### Records provided
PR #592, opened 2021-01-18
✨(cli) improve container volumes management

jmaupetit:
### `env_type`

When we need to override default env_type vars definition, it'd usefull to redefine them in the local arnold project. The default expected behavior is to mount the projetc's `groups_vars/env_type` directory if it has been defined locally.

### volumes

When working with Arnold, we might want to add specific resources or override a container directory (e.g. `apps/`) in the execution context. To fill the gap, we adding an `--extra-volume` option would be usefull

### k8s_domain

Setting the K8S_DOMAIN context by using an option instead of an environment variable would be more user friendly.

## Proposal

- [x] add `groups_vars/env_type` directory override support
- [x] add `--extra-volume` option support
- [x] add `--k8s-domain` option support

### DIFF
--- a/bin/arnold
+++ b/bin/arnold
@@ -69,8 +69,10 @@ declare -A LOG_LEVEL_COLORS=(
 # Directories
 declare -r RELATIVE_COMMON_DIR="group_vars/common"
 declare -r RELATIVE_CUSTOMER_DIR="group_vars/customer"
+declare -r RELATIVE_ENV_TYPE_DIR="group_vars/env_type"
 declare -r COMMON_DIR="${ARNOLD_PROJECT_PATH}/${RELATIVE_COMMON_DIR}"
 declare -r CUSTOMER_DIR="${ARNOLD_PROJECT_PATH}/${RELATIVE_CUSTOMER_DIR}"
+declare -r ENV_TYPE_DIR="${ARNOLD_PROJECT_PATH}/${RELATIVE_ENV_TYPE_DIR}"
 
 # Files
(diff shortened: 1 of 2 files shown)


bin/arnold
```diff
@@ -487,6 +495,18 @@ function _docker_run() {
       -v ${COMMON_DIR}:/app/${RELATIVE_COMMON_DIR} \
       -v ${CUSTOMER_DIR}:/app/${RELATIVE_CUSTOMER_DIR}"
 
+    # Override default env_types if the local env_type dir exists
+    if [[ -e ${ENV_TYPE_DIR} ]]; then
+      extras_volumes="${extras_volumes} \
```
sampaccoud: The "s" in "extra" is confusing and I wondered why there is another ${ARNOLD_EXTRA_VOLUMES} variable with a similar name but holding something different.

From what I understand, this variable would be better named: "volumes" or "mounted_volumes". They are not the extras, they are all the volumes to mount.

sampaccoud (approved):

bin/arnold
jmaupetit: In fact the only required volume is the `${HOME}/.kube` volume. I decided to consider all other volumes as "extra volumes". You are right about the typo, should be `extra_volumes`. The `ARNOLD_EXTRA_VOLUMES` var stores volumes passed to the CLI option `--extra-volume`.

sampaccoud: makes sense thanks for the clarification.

==

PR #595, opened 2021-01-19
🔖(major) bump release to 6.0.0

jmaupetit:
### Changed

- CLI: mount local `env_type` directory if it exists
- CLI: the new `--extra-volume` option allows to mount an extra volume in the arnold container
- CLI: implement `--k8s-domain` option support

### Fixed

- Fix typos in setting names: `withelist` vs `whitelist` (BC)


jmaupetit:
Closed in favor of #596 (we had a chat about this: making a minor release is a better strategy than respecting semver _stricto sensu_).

### What you have to do
In the listing above, locate the line containing "PR #595, opened 2021-01-19" and the line containing "Closed in favor". Extract those two lines and every line between them, exactly as written, and only those.

### Expected answer
PR #595, opened 2021-01-19
🔖(major) bump release to 6.0.0

jmaupetit:
### Changed

- CLI: mount local `env_type` directory if it exists
- CLI: the new `--extra-volume` option allows to mount an extra volume in the arnold container
- CLI: implement `--k8s-domain` option support

### Fixed

- Fix typos in setting names: `withelist` vs `whitelist` (BC)


jmaupetit:
Closed in favor of #596 (we had a chat about this: making a minor release is a better strategy than respecting semver _stricto sensu_).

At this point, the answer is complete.